● **Records shown**:
PR #779, opened 2026-07-21
project_run: stop leaking stale errors from past runs into launch responses

ViZAlice:
Before the fix: _recent_editor_errors_since() falls back to stale errors from the buffer when the current run produces no new errors (scope = "retained_recent"). These could be issues fixed 10 minutes ago, cluttering the response with outdated context and confusing the AI agent.

After the fix: stale errors are cleared only when the game launches successfully. If the game fails to start (crash, script error, timeout, etc.), previous errors are preserved for debugging. This mirrors Unity's behavior.

## Summary by CodeRabbit

* **Bug Fixes**
  * Prevented retained editor errors from carrying over into success messaging when the project run state is confirmed as live.
  * Added logic to clear retained-error data and normalize related scope/flags after the live-state decision.
  * Expanded automated coverage with a new unit test to verify the retained-error reset behavior.

### DIFF
--- a/plugin/addons/godot_ai/handlers/project_handler.gd
+++ b/plugin/addons/godot_ai/handlers/project_handler.gd
@@ -296,9 +296,14 @@ static func _run_project_liveness_decision(status: Dictionary, errors_info: Dict
 	var recent_errors: Array = errors_info.get("errors", [])
 	var errors_scope := str(errors_info.get("scope", "none"))
 	var truncated := bool(errors_info.get("truncated", false))
-	## When the game launches successfully, don't carry forward retained errors
-	## from past runs — they were already reported in earlier run responses and
-	## only add noise to the current response.
+		## When the game launches successfully, clear errors that predate this
+		## run's window — they don't belong in a successful launch response and
+		## only add noise. They remain reachable via logs_read(source='editor') and
+		## the retained buffer so failed-run debugging is unaffected.
+		## #635 tradeoff: a genuine in-run error whose Errors-tab row carries an
+		## empty or byte-identical time text can be misclassified as
+		## retained_recent and will be dropped here. It is still reachable via
+		## logs_read.
 	if state == "live" and errors_scope == "retained_recent":
 		recent_errors = []
 		errors_scope = "none"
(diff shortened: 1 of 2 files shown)


dsarno (changes requested):
Thanks — this is a well-scoped fix and a nice first PR. The change is correct: the message path already ignored retained errors on `live` (`test_run_project_liveness_decision_live_ignores_retained_errors_in_message`), and this extends that to the data payload, which is what actually confuses agents. I verified that downstream `split_errors_by_scope` handles the `"none"` scope cleanly, that the retained buffer itself is untouched (so failed runs still get the fallback), and that the `truncated` flag can't go inconsistent (the retained-scope branch always returns `truncated: false` in `mcp_debugger_plugin.gd`). The new test pins exactly the right contract.

Two changes requested before merge — both small:

1. **Record the #635 tradeoff in the new comment** (`project_handler.gd:297-302`). `surfaced_error_tracker.gd:122` documents a boundary case where a genuine *in-run* error can be misclassified as `retained_recent` (empty or byte-identical row time text). Before this PR such an error still appeared in the live payload flagged `may_predate_run`; now it's dropped from the response entirely (it remains reachable via `logs_read(source='editor')`). That's an acceptable tradeoff, but it should be on record at the clearing site so the next person touching #635 knows this path swallows it. Please add a sentence to the comment.

2. **Fix the comment's justification.** "they were already reported in earlier run responses" isn't guaranteed — retained errors can originate from editor activity *between* runs and may never have appeared in any run response. Please reword to the actual invariant: these errors predate this run's window, so they don't belong in a successful launch response, and they stay available via `logs_read` and the retained buffer.

---

dsarno (commented):
Thanks for the quick turnaround — 716d7a4 addresses both review points: the justification now states the real invariant, and the #635 misclassification tradeoff is on record at the clearing site. Content-wise this is exactly what was asked.

One issue introduced by the fixup: the comment block is now indented with **two tabs** while the `if` it documents (and the surrounding statements) sit at one (`project_handler.gd:299-306`). Godot's parser ignores comment lines, so CI's parse check won't catch it, but the block visually attaches to the wrong nesting level. Please dedent the eight `##` lines to a single tab so the comment sits at the same depth as the code it describes.

Also, please make the commit message English to match the repo's history (`git commit --amend` is enough) — or if the maintainers squash on merge, just make sure the squash title is English.

With the indentation fixed this is good to go from my side.

---

dsarno (approved):
8c56202 resolves the last point — the comment block sits at one tab with the code it documents, the justification states the real invariant, and the #635 tradeoff is recorded at the clearing site. All review points addressed; approving.

(If this repo merges without squashing, please reword the three commit messages to English first — with a squash-merge the English PR title covers it.)

---

ViZAlice:
Sorry, my agent pushed these automatically. I'll take care of it.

● **Task directions**:
Write the records out again, character for character.

● **Result of the task**:
PR #779, opened 2026-07-21
project_run: stop leaking stale errors from past runs into launch responses

ViZAlice:
Before the fix: _recent_editor_errors_since() falls back to stale errors from the buffer when the current run produces no new errors (scope = "retained_recent"). These could be issues fixed 10 minutes ago, cluttering the response with outdated context and confusing the AI agent.

After the fix: stale errors are cleared only when the game launches successfully. If the game fails to start (crash, script error, timeout, etc.), previous errors are preserved for debugging. This mirrors Unity's behavior.

## Summary by CodeRabbit

* **Bug Fixes**
  * Prevented retained editor errors from carrying over into success messaging when the project run state is confirmed as live.
  * Added logic to clear retained-error data and normalize related scope/flags after the live-state decision.
  * Expanded automated coverage with a new unit test to verify the retained-error reset behavior.

### DIFF
--- a/plugin/addons/godot_ai/handlers/project_handler.gd
+++ b/plugin/addons/godot_ai/handlers/project_handler.gd
@@ -296,9 +296,14 @@ static func _run_project_liveness_decision(status: Dictionary, errors_info: Dict
 	var recent_errors: Array = errors_info.get("errors", [])
 	var errors_scope := str(errors_info.get("scope", "none"))
 	var truncated := bool(errors_info.get("truncated", false))
-	## When the game launches successfully, don't carry forward retained errors
-	## from past runs — they were already reported in earlier run responses and
-	## only add noise to the current response.
+		## When the game launches successfully, clear errors that predate this
+		## run's window — they don't belong in a successful launch response and
+		## only add noise. They remain reachable via logs_read(source='editor') and
+		## the retained buffer so failed-run debugging is unaffected.
+		## #635 tradeoff: a genuine in-run error whose Errors-tab row carries an
+		## empty or byte-identical time text can be misclassified as
+		## retained_recent and will be dropped here. It is still reachable via
+		## logs_read.
 	if state == "live" and errors_scope == "retained_recent":
 		recent_errors = []
 		errors_scope = "none"
(diff shortened: 1 of 2 files shown)


dsarno (changes requested):
Thanks — this is a well-scoped fix and a nice first PR. The change is correct: the message path already ignored retained errors on `live` (`test_run_project_liveness_decision_live_ignores_retained_errors_in_message`), and this extends that to the data payload, which is what actually confuses agents. I verified that downstream `split_errors_by_scope` handles the `"none"` scope cleanly, that the retained buffer itself is untouched (so failed runs still get the fallback), and that the `truncated` flag can't go inconsistent (the retained-scope branch always returns `truncated: false` in `mcp_debugger_plugin.gd`). The new test pins exactly the right contract.

Two changes requested before merge — both small:

1. **Record the #635 tradeoff in the new comment** (`project_handler.gd:297-302`). `surfaced_error_tracker.gd:122` documents a boundary case where a genuine *in-run* error can be misclassified as `retained_recent` (empty or byte-identical row time text). Before this PR such an error still appeared in the live payload flagged `may_predate_run`; now it's dropped from the response entirely (it remains reachable via `logs_read(source='editor')`). That's an acceptable tradeoff, but it should be on record at the clearing site so the next person touching #635 knows this path swallows it. Please add a sentence to the comment.

2. **Fix the comment's justification.** "they were already reported in earlier run responses" isn't guaranteed — retained errors can originate from editor activity *between* runs and may never have appeared in any run response. Please reword to the actual invariant: these errors predate this run's window, so they don't belong in a successful launch response, and they stay available via `logs_read` and the retained buffer.

---

dsarno (commented):
Thanks for the quick turnaround — 716d7a4 addresses both review points: the justification now states the real invariant, and the #635 misclassification tradeoff is on record at the clearing site. Content-wise this is exactly what was asked.

One issue introduced by the fixup: the comment block is now indented with **two tabs** while the `if` it documents (and the surrounding statements) sit at one (`project_handler.gd:299-306`). Godot's parser ignores comment lines, so CI's parse check won't catch it, but the block visually attaches to the wrong nesting level. Please dedent the eight `##` lines to a single tab so the comment sits at the same depth as the code it describes.

Also, please make the commit message English to match the repo's history (`git commit --amend` is enough) — or if the maintainers squash on merge, just make sure the squash title is English.

With the indentation fixed this is good to go from my side.

---

dsarno (approved):
8c56202 resolves the last point — the comment block sits at one tab with the code it documents, the justification states the real invariant, and the #635 tradeoff is recorded at the clearing site. All review points addressed; approving.

(If this repo merges without squashing, please reword the three commit messages to English first — with a squash-merge the English PR title covers it.)

---

ViZAlice:
Sorry, my agent pushed these automatically. I'll take care of it.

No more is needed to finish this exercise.